### [Exercise instructions]
Please start at the first line of the records beneath and quote each line exactly, ending with the line containing "rendered header window.".
+ + + +
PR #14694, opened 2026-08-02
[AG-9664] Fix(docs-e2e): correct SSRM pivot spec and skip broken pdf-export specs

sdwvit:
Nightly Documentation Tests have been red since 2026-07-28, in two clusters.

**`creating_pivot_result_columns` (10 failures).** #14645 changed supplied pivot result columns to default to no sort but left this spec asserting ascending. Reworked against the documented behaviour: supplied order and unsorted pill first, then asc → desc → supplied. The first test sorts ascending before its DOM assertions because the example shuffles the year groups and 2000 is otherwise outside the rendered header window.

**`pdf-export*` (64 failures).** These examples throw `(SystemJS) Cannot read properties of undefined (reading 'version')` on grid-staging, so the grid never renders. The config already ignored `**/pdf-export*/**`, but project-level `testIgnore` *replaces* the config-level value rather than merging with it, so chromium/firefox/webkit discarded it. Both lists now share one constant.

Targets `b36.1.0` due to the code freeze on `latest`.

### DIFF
+ + + +
### [Expected output]
PR #14694, opened 2026-08-02
[AG-9664] Fix(docs-e2e): correct SSRM pivot spec and skip broken pdf-export specs

sdwvit:
Nightly Documentation Tests have been red since 2026-07-28, in two clusters.

**`creating_pivot_result_columns` (10 failures).** #14645 changed supplied pivot result columns to default to no sort but left this spec asserting ascending. Reworked against the documented behaviour: supplied order and unsorted pill first, then asc → desc → supplied. The first test sorts ascending before its DOM assertions because the example shuffles the year groups and 2000 is otherwise outside the rendered header window.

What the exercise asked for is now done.